De arthroscoop is aangesloten op een videocamera en een beeldscherm. Via de opening in de knie wordt het gewricht voortdurend gespoeld met een vloeistof. De orthopedisch chirurg brengt tijdens de operatie zonodig een tangetje of schaartje in het gewricht aan om de knie te kunnen behandelen. Na de ingreep worden de operatiesneetjes afgedekt.

Nabehandeling  

Na een eenvoudige arthroscopische ingreep kunt u dezelfde dag naar huis. Soms heeft u een pijnstiller nodig. Dan is paracetamol vaak voldoende. Buigen van de knie mag, maar met mate en niet meer dan negentig graden. U moet voorkomen dat de sneetjes openspringen. Ook lopen mag, maar met mate. De eerste twee tot drie dagen kunt u beter geen langere wandelingen maken. Krukken zijn vrijwel nooit nodig, tenzij deze worden voor geschreven. Douchen kan na 24 uur. De huid wordt gesloten met oplosbare hechtingen. 

Als het nodig is, krijgt u fysiotherapie. Vaak is zelf oefenen voldoende. Uw arts zal adviseren de eerste week bijvoorbeeld vijfmaal per dag het bovenbeen in zittende houding (op de tafelrand of in een rechte stoel) tien tot vijftien maal vijf seconden lang stevig aan te spannen.  

Het ondersteunende team belt u enige dagen na de ingreep om te horen hoe het gaat en of speciale maatregelen nodig zijn. Een week na de operatie kunt u de hechtpleisters verwijderen. Na genezing zijn de huidwondjes vaak dik. Dit komt doordat het onderliggende kapsel geopend is en iets langere tijd nodig heeft om te genezen. Dit vraagt drie tot vier weken. 
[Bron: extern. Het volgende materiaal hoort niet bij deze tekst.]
PR #239, opened 2020-05-22
Use per target flags

### LINKED ISSUE #149: CMake Clean up
Move to per-target based flags everywhere.

streeve:
Closes #149 (unless I missed something)

### DIFF
--- a/core/performance_test/peakflops/CMakeLists.txt
+++ b/core/performance_test/peakflops/CMakeLists.txt
@@ -4,41 +4,33 @@ if(NOT Cabana_ENABLE_TESTING)
   return()
 endif()
 
-set(Cabana_PERFORMANCE_EXPECTED_FLOPS "0" CACHE STRING "Value for expected flops in performance tests")
-set(Cabana_PERFORMANCE_ERROR_MARGIN "0" CACHE STRING "Error margin to use in performance tests")
+# For intel haswell, broadwell: set expected flops/cycle = 32, veclength=8, iterations=2e6
+# For intel skylake           : set expected flops/cycle = 64, veclength=16, iterations=2e8
+set(Cabana_PERFORMANCE_EXPECTED_FLOPS "32" CACHE STRING "Value for expected flops in performance tests")
+set(Cabana_PERFORMANCE_ERROR_MARGIN "0.9" CACHE STRING "Error margin to use in performance tests")
 set(Cabana_PERFORMANCE_VECLENGTH "8" CACHE STRING "Vector Length to use when running expected flops")
-set(Cabana_PERFORMANCE_ITERATIONS "10" CACHE STRING "Number of iterations to repeat the test for (increases flops)")
-set(Cabana_PERFORMANCE_SEED "0" CACHE STRING "Seed for performance test RNG")
+set(Cabana_PERFORMANCE_ITERATIONS "2000000" CACHE STRING "Number of iterations to repeat the test for (increases flops)")
+set(Cabana_PERFORMANCE_SEED "76843802738543" CACHE STRING "Seed for performance test RNG")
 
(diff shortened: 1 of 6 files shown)


streeve:
@rfbird let me know if you have a different idea about defaults

core/performance_test/peakflops/CMakeLists.txt
```diff
@@ -1,48 +1,44 @@
...
-set(Cabana_PERFORMANCE_VECLENGTH "" CACHE STRING "Vector Length to use when running expected flops")
-set(Cabana_PERFORMANCE_ITERATIONS "" CACHE STRING "Number of iterations to repeat the test for (increases flops)")
-set(Cabana_PERFORMANCE_SEED "" CACHE STRING "Seed for performance test RNG")
+set(Cabana_PERFORMANCE_EXPECTED_FLOPS "0" CACHE STRING "Value for expected flops in performance tests")
+set(Cabana_PERFORMANCE_ERROR_MARGIN "0" CACHE STRING "Error margin to use in performance tests")
+set(Cabana_PERFORMANCE_VECLENGTH "8" CACHE STRING "Vector Length to use when running expected flops")
+set(Cabana_PERFORMANCE_ITERATIONS "10" CACHE STRING "Number of iterations to repeat the test for (increases flops)")
+set(Cabana_PERFORMANCE_SEED "0" CACHE STRING "Seed for performance test RNG")
 
 if(NOT Cabana_PERFORMANCE_EXPECTED_FLOPS STREQUAL "")
```
junghans, line 13: If it is always define, couldn't we drop this check?

core/performance_test/peakflops/CMakeLists.txt
```diff
@@ -1,48 +1,44 @@
...
   return()
 endif()
 
-set(Cabana_PERFORMANCE_EXPECTED_FLOPS "" CACHE STRING "Value for expected flops in performance tests")
-set(Cabana_PERFORMANCE_ERROR_MARGIN "" CACHE STRING "Error margin to use in performance tests")
-set(Cabana_PERFORMANCE_VECLENGTH "" CACHE STRING "Vector Length to use when running expected flops")
-set(Cabana_PERFORMANCE_ITERATIONS "" CACHE STRING "Number of iterations to repeat the test for (increases flops)")
-set(Cabana_PERFORMANCE_SEED "" CACHE STRING "Seed for performance test RNG")
+set(Cabana_PERFORMANCE_EXPECTED_FLOPS "0" CACHE STRING "Value for expected flops in performance tests")
+set(Cabana_PERFORMANCE_ERROR_MARGIN "0" CACHE STRING "Error margin to use in performance tests")
```
rfbird, line 8: I think the defaults should probably match what's in the code, here:

https://github.com/ECP-copa/Cabana/blob/dd7101b63411cad5208dad0299e7c417ea2a7dcf/core/performance_test/peakflops/common.h

 and 

https://github.com/ECP-copa/Cabana/blob/0f4de9cad7feadc52d1ee15e11fd0b51f7294e78/core/performance_test/peakflops/01_cpp_simple.cpp#L140

If we're hoisting the default to here, we should probably tidy those bits of the code too?

streeve: Much cleaner, but it does now use the same number of iterations per test

core/unit_test/CMakeLists.txt
```diff
@@ -64,7 +62,8 @@ macro(Cabana_add_tests)
       )
       set(_target ${_test}_test_${_device})
       add_executable(${_target} ${_file} ${CABANA_UNIT_TEST_MAIN})
-      target_include_directories(${_target} PUBLIC ${_dir})
+      target_include_directories(${_target} PUBLIC ${_dir}
```
junghans, line 65: It seems `PUBLIC` doesn't make sense for executables (https://reviews.llvm.org/D40823).

Issue #361, opened 2021-02-18
Make library header-only


sslattery:
Steps to achieve this:

- [x] Remove `Cabana_Version.cpp` from `core/` and inline the implementations in `Cabana_Version.hpp`
- [x] Remove `Cabana_IndexSpace.cpp`
- [x] Update CMake install to be header-only. We would still create targets though.
- [x] Check build against CabanaMD downstream

PR #362, opened 2021-02-18
Let cabanacore and Cajita be header-only libraries

dalg24:
Partially addresses #361


core/src/Cabana_Version.hpp
```diff
@@ -19,9 +19,9 @@
 namespace Cabana
 {
 
-std::string version();
+std::string version() { return Cabana_VERSION_STRING; }
```
streeve, line 22: These need to be inlined to build downstream

dalg24: Good catch.  Multiple definition error at link time otherwise

streeve (approved):
Working with CabanaMD

dalg24:
> Working with CabanaMD

Thank you for checking

junghans (approved):

junghans:
Yeah to modern CMake!

sslattery (approved):

PR #364, opened 2021-02-19
Add Cajita dependency on core

streeve:
Move ParameterPack to core; keep wrapper in Cajita for backwards compatibility (could deprecate now if we want)

Enables #296


streeve:
I marked as draft because linking Cajita to core breaks downstream: 
```
CMake Error at CMakeLists.txt:31 (find_package):
  Found package configuration file:

    /Users/5t2/Codes/Cabana/build/install/lib/cmake/Cabana/CabanaConfig.cmake

  but it set Cabana_FOUND to FALSE so package "Cabana" is considered to be
  NOT FOUND.  Reason given by package:

  The following imported targets are referenced, but are missing:
  Cabana::cabanacore
```
Not sure what I'm doing wrong

streeve:
> I marked as draft because linking Cajita to core breaks downstream

Fixed with config ordering

cajita/src/Cajita_ParameterPack.hpp
```diff
@@ -12,169 +12,45 @@
...
+template <class T>
+struct is_parameter_pack : public Cabana::is_parameter_pack_impl<
+                               typename std::remove_cv<T>::type>::type
 {
 };
 
+// Create a parameter pack.
 template <typename... Types>
-struct is_parameter_pack_impl<ParameterPack<Types...>> : public std::true_type
+Cabana::ParameterPack<Types...> makeParameterPack( const Types&... ts )
```
sslattery, line 28: Why duplicate this function here?

cajita/src/Cajita_ParameterPack.hpp
```diff
@@ -12,169 +12,45 @@
...
-template <typename ParameterPack_t, std::size_t N, typename T,
-          typename... Types>
-void fillParameterPackImpl( ParameterPack_t& pp,
-                            const std::integral_constant<std::size_t, N>,
-                            const T& t, const Types&... ts )
-{
-    get<ParameterPack_t::size - 1 - N>( pp ) = t;
-    fillParameterPackImpl( pp, std::integral_constant<std::size_t, N - 1>(),
-                           ts... );
+    return Cabana::get<N, ParameterPack_t>( pp );
```
sslattery, line 51: I think we can probably remove this file altogether. This is a relatively new expert-level capability so I'm fine changing namespaces to avoid confusion.

sslattery (changes requested):
Looks good other than the possibility of removing `Cajita_ParameterPack.hpp` altogether.

cajita/src/Cajita_ParameterPack.hpp
streeve: It was only for full backwards compatibility. I can remove

sslattery (approved):

cajita/src/Cajita_Halo.hpp
```diff
@@ -14,7 +14,8 @@
 
 #include <Cajita_Array.hpp>
 #include <Cajita_IndexSpace.hpp>
-#include <Cajita_ParameterPack.hpp>
+
+#include <Cabana_Core.hpp>
```
dalg24, line 18: Any reason to include this and not just `<Cabana_ParameterPack.hpp>`?

core/unit_test/tstParameterPack.hpp
```diff
@@ -28,14 +26,14 @@ void captureTest()
...
-    auto pack = makeParameterPack( dbl_view, int_view );
+    auto pack = Cabana::makeParameterPack( dbl_view, int_view );
 
     // Update the pack in a kernel
     Kokkos::parallel_for(
         "fill_pack", Kokkos::RangePolicy<TEST_EXECSPACE>( 0, 1 ),
         KOKKOS_LAMBDA( const int ) {
-            auto dv = get<0>( pack );
-            auto iv = get<1>( pack );
+            auto dv = Cabana::get<0>( pack );
```
dalg24, line 35: (Not asking you to change just making sure you know) I expect you don't absolutely have to qualify the call, that the function would be found by ADL (argument-dependent lookup)

cajita/src/Cajita_Halo.hpp
streeve: Done

PR #368, opened 2021-02-24
Use external gtest

### LINKED ISSUE #365: Should we take GoogleTest as an external package instead of carrying our own copy?
I started wondering this while reviewing #363.
Instead of unconditionally creating the `cabana_gtest` library we could optionally find it as an external project.  Any opinion on this?

streeve:
Remove gtest snapshot and download externally. Fixes #365


streeve:
The current failure reminded me of the previous attempt: #195

cmake/test_harness/CMakeLists.txt
```diff
@@ -0,0 +1,29 @@
...
+############################################################################
+
+##---------------------------------------------------------------------------##
+# Download and unpack googletest
+##---------------------------------------------------------------------------##
+include(FetchContent)
+FetchContent_Declare(
+  googletest
+  GIT_REPOSITORY https://github.com/google/googletest.git
+  GIT_TAG        release-1.10.0
```
junghans, line 19:
```suggestion
set(GTEST_URL "https://github.com/google/googletest/archive/release-1.10.0.tar.gz" CACHE STRING "URL for GTest tarball")
mark_as_advanced(GTEST_URL)
FetchContent_Declare(
  googletest
  URL ${GTEST_URL}
  URL_MD5         ecd1fa65e7de707cd5c00bdac56022cd
```
something like this.

streeve: Added

junghans (approved):

PR #370, opened 2021-03-03
GHA: add heffte builds

junghans:
Part of #345


junghans:
Needs https://github.com/kokkos/ci-containers/pull/8

.github/workflows/CI2.yml
```diff
@@ -21,107 +21,130 @@ jobs:
...
         coverage: ['OFF']
         include:
           - distro: 'fedora:intel'
             cxx: 'icpc'
             openmp: 'ON'
             cmake_build_type: 'Release'
             kokkos_ver: 'master'
-            arborx: ['NoArborX']
+            arborx: 'NoArborX'
+            heffte: 'NoheFFTe'
```
streeve, line 33: We should add to at least one intel build with MKL

junghans:
@streeve the containers works now, can you try your luck on the mkl builds?

.github/workflows/CI2.yml
```diff
@@ -166,14 +205,33 @@ jobs:
...
+        run: |
+          git clone --depth 1 --branch v2.0.0 https://bitbucket.org/icl/heffte.git heffte
+      - name: Build heffte
+        if: ${{ matrix.heffte != 'NoheFFTe' }}
+        working-directory: heffte
+        run: |
+          cmake -B build \
+            -DCMAKE_CXX_STANDARD="11" \
+            -DBUILD_SHARED_LIBS=ON \
+            -DHeffte_ENABLE_${{ matrix.heffte }}=ON \
```
junghans, line 220: Uh, that is ugly.

streeve: I don't love it. Would you prefer to build the list of optional flags like we used to with travis?

junghans: we could do the same in shell above
```
[[ ${{ matrix.heffte }} = "heFFTe_with_FFTW" ]] && cmake_opts+=(  -DHeffte_ENABLE_FFTW=ON )
[[ ${{ matrix.heffte }} = "heFFTe_with_MKL" ]] && cmake_opts+=(  -DHeffte_ENABLE_MKL=ON )
```

junghans (commented):
Looks good now!

junghans:
Intel fails with:
```
43 - Cabana_NeighborList_test_SERIAL (Failed)
```

junghans:
@streeve any idea?

streeve:
Here's what Miro said about the tests with heFFTe MKL build failures:
> The problem is with the newer versions of the Intel compiler and the way that they infer and convert template parameters. I will have to add a work-around and be explicit, which is not the most convenient thing. Clang, Gcc, and XL work fine, so I have to work-around an outlier compiler (frustrating).
If you can downgrade the version in the Intel compiler that will give you a temporary work-around.

We can discuss what we want to do with those tomorrow

streeve:
@sslattery ready for review, then we can reset the required tests again

sslattery (approved):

Het moment waarop u weer kunt werken is afhankelijk van de aard van de ingreep, de snelheid van het herstel en het soort werk wat u doet. In het algemeen kunt u twee weken aanhouden voor zittend werk en drie weken voor zwaarder werk. Het is niet verstandig binnen een maand met contactsporten te beginnen.

Welke complicaties kunnen er optreden? 

Bij een arthroscopie treden maar weinig complicaties op. Soms blijft de knie lang dik en gevoelig. Een heel enkele maal ontstaat een trombosebeen. Dit is echter zo zeldzaam dat de richtlijn van de beroepsvereniging in de richtlijnen van 2017 het gebruik van bloedverdunnende middelen niet noodzakelijk acht bij een ongecompliceerd verlopen arthroscopie was.